Ask HN: What are interviews like in non-software engineering professions? - sage76
Currently going through the hackerrank&#x2F;algo DS process.<p>What is it like for other fields, especially other engineering fields?
======
delazeur
I am a chemical engineer currently working in a consulting niche (air
emissions control and regional air quality management). My interviews have
very consistently been designed to test my writing and public speaking skills,
which are admittedly crucial in my job, rather than specific engineering
knowledge. At this point, my resume contains reasonably strong evidence that I
possess such knowledge, but that wasn't the case when I was starting out and
the interviews weren't really any different. The closest things to technical
questions I can remember being asked are of the form: "Imagine a piece of
equipment you are responsible for isn't working. What are some steps you would
take to identify and solve the problem?"

I have also occasionally interviewed for non-SWE positions at tech companies
(usually data scientist or regulatory compliance positions, both of which are
closely related to my current field), and I have found the interviews to be
similarly light on technical material, but with much less emphasis on speaking
and writing skills.

Not having been through any SWE interviews myself, that's about as much as I
can say in comparison. My loose impression is that SWE interviews are
relatively heavy on logic puzzles and mini coding problems, but that's all I
know. I am happy to answer more specific questions about my experience, of
course.

------
rurban
Less stupid technical questions, because there are much less cheaters and you
can trust the given educational background.

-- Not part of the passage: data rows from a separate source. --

Issue #647, opened 2025-02-17
[Bug] When disabling metrics - chart is not removing of prometheus annotations


itamar-marom:
### What are you really trying to do?

I'm trying to monitor temporal through DataDog autodiscovery option (through annotations)

### Describe the bug

When I'm disabling all metrics annotations there are still some services - the headless services, that still holds the metrics annotations.
Looking at the code I see that there are prometheus labels statically there and indeed cannot be removed through configuration.

![Image](https://github.com/user-attachments/assets/c985cc2e-a573-4dfd-ae6f-db8d62ba03a4)

### Environment/Versions

- OS and processor: EKS amazon linux
- Temporal Version: Chart version 0.54
- Are you using Docker or Kubernetes or building Temporal from source? Kubernetes

robholland:
Does this cause issues in some way?

itamar-marom:
I have a datadog agent that has a the prometheus scraping feature enabled (for other workloads in my cluster). For temporal I'm working with DataDog's temporal integration.
In this current state the datadog agent scrapes tepmoral twice. and in datadog scraping with the prometheus annotations counts as a custom metrics - which costs lost of money

robholland:
I understand, we'll get that fixed.

PR #652, opened 2025-02-25
Turn off service annotations when requested.

robholland:
## What was changed
Added exclusion for the service, as we have for the deployment.

## Why?
Prevents prometheus scraping services when it's not wanted, such as users using Datadog.

## Checklist

1. Closes https://github.com/temporalio/helm-charts/issues/647

2. How was this tested:
Added unit tests.

3. Any docs updates needed?
No.


tomwheeler (approved):
LGTM

PR #654, opened 2025-02-26
Add custom livenessProbe for Temporal services (Feature Request #653)

### LINKED ISSUE #653: [Feature Request] There is no way to configure custom livenessProbe for Temporal services

Sometimes service can loose connectivity to database and it needs to have a possibility to check this event and restart service to reconnect it to DB.
We have faced with this situation during GCP Managed SQL maintenance window when switching to active base can take about 30 seconds.

Liveness Probe like we have below can help us to identify problem and resolve it automatically, but we can't set this custom probe with helm values. It is not supported with current Helm chart.

```livenessProbe:
  exec:
    command:
    - /bin/sh
    - -c
    - tctl --tls_cert_path /etc/temporal/config/certs/cluster.pem --tls_key_path
      /etc/temporal/config/certs/cluster.key --tls_ca_path /etc/temporal/config/certs/ca.cert
      n l
  failureThreshold: 3
  initialDelaySeconds: 150
  periodSeconds: 20
  successThreshold: 1
  timeoutSeconds: 10
```

Please add a possibility to rewrite default livenessProbe configuration via custom Helm values.

Kiseloff:
## What was changed
User can set custom livenessProbe for Frontend/History/Matching services via values.

## Why?
Sometimes service can loose connectivity to database and it needs to have a possibility to check this event and restart service to reconnect it to DB.

## Checklist

1. Closes #653

2. How was this tested:
you can set custom livenessProbe via values.yaml and look at rendered template for deployments.

3. Any docs updates needed?
nothing to update


benwasd:
@tomwheeler , plz merge

thisispr:
@Temporal-Team @temporal-data any update on this? Would be very happy if you could take a look at this.

robholland:
Happy to accept this, please add tests as appropriate though.

PR #659, opened 2025-03-06
Setting busybox repository and tag via values.yaml

FathomlessFunction:
## What was changed
I've updated the helmchart such that the busybox repository and tag are set via values set in values.yaml

## Why?
When working in isolated networks, having this image always set to `busybox:latest` as it is currently will cause the cluster to always try and check for what the latest version is, causing an ImagePullBackoff error. 
Similarly, I've needed to pull this image from a custom registry rather than the public one, too, so having the public repo hard-coded is inconvenient.

It's easy enough to patch yourself, but I thought other users in similar situations would appreciate not needing to do so.

## Checklist

1. Closes N/A

2. How was this tested:
I ran the cluster locally using values.yaml and checked that all pods were healthy.

3. Any docs updates needed?
I don't believe so, but please correct me if I am wrong!

### DIFF
--- a/charts/temporal/templates/server-deployment.yaml
+++ b/charts/temporal/templates/server-deployment.yaml
@@ -45,7 +45,9 @@ spec:
         {{- end }}
         {{- if $.Values.cassandra.enabled }}
         - name: check-cassandra-service
-          image: busybox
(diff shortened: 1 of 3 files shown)


robholland:
We no longer use busybox.

PR #660, opened 2025-03-07
add support for dual visibility

vbatuev:
## What was changed
add helm value for secondary visibility store definition
it used to set up Dual Visibility https://docs.temporal.io/self-hosted-guide/visibility#dual-visibility

## Why?

to set up Dual Visibility in temporal managed by helm 

## Checklist

1. Closes 

2. How was this tested:

3. Any docs updates needed?


robholland:
The support should include the schema management we offer for persistence stores. This is being worked on in: #803.

PR #665, opened 2025-03-12
Add support for annotations on job resource

stephen-harris:
## What was changed
Added support for adding annotations to the schema Job resource. I have leveraged the `temporal.resourceAnnotations` template for consistency. If preferred, we could use the 'direct' approach as used with the annotations in the Job's pod specification, .e.g:

```
  {{- with $.Values.schema.jobAnnotations }}
  annotations:
    {{- toYaml . | nindent 4 }}
  {{- end }}
```

## Why?
We deploy our manifests using ArgoCD and it fails when we make a change to the Job's pod specification (e.g. the secrets being mounted or the environment variables set) as by default ArgoCD uses `apply`. However this behaviour can be reconfigured via [resource annotations](https://argo-cd.readthedocs.io/en/stable/user-guide/sync-options/#replace-resource-instead-of-applying-changes). This PR allows us to set that annotation. 

## Checklist

1. Closes  n/a

2. How was this tested: I ran `helm template` locally 

3. Any docs updates needed? n/a

### DIFF
--- a/charts/temporal/templates/_helpers.tpl
+++ b/charts/temporal/templates/_helpers.tpl
@@ -79,7 +79,7 @@ Create the annotations for all resources
 {{- $scope := index . 1 -}}
 {{- $resourceType := index . 2 -}}
 {{- $component := "server" -}}
-{{- if (or (eq $scope "admintools") (eq $scope "web")) -}}
+{{- if (or (eq $scope "admintools") (eq $scope "web") (eq $scope "schema")) -}}
 {{- $component = $scope -}}
 {{- end -}}
 {{- with $resourceType -}}
--- a/charts/temporal/templates/server-job.yaml
+++ b/charts/temporal/templates/server-job.yaml
@@ -5,6 +5,8 @@ metadata:
   name: {{ include "temporal.componentname" (list $ (printf "schema-%d" .Release.Revision | replace "." "-")) }}
   labels:
     {{- include "temporal.resourceLabels" (list $ "database" "") | nindent 4 }}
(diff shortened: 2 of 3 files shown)


trungdlp:
Any updates @stephen-harris ?

k-ikigai:
Hey! What would be the steps to get it merged?
I can see that there are couple of related issues related to the "schema" job when using argocd and this one has quite a lot of thumbs up :)

Besides current PR I can see one more trying to solve the same: https://github.com/temporalio/helm-charts/pull/743
but according to discussion in this issue: https://github.com/temporalio/helm-charts/pull/555, helm hooks were already present at some point in time.

And one more related feature request: https://github.com/temporalio/helm-charts/issues/735

But.. on the topic again. This approach seems to be the least intrusive and safest one. If there is something more to be done I am glad to further improve this PR, but would need to know what exactly. @robholland could you guide me?

jmooo:
@robholland is there something additional we'd need to do to get this small PR reviewed? 🙏

robholland:
Hey, sorry for the long delay here. Please can you update this after the changes we made for v1. It should be a very easy merge in your case as it's only the schema block in values I think.

Once that's done I will get this merged.

robholland:
Oh, also, please add a test for it.

k-ikigai:
Hey @robholland thank you for response. I created my own PR to be able to resolve everything you mentioned. Please check this one: https://github.com/temporalio/helm-charts/pull/815

robholland:
Closing in favour of #815

PR #672, opened 2025-03-16
[server-job] update TEMPORAL_ADDRESS

luismacosta:
[server-job] update TEMPORAL_ADDRESS

## What was changed
server-job.yaml

For InitContainer _create-{{ $namespace.name }}-namespace_  allow env var TEMPORAL_ADDRESS as ingress endpoint

### DIFF
--- a/charts/temporal/templates/server-job.yaml
+++ b/charts/temporal/templates/server-job.yaml
@@ -147,6 +147,11 @@ spec:
             - name: TEMPORAL_ADDRESS
               {{- if and (hasKey $.Values.server "internalFrontend") $.Values.server.internalFrontend.enabled }}
               value: {{ include "temporal.fullname" $ }}-internal-frontend.{{ $.Release.Namespace }}.svc:{{ $.Values.server.internalFrontend.service.port }}
+              {{- else if $.Values.server.frontend.ingress.enabled }}
+              {{- range $.Values.server.frontend.ingress.hosts }}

I worked as architect, mech. engineer and various other engineering sectors.
There are some technical questions of course but nothing like whiteboarding
binary search or tree traversal.

------
avmich
A young rocketry startup once offered to an applicant a challenge to show
skills with hardware. This kit - [https://www.sainsmart.com/sainsmart-
balancing-robot-kit-v2.h...](https://www.sainsmart.com/sainsmart-balancing-
robot-kit-v2.html) \- was required to assemble and in general to make working
in a week and bring back the results. The kit was given by the company.

------
bsvalley
Reading at the comments, it tells me how easy, fast and cheap it would be for
a machine to crack a software job interview with TODAY's technology. It tells
me software dev jobs are the first inline when AI will take over.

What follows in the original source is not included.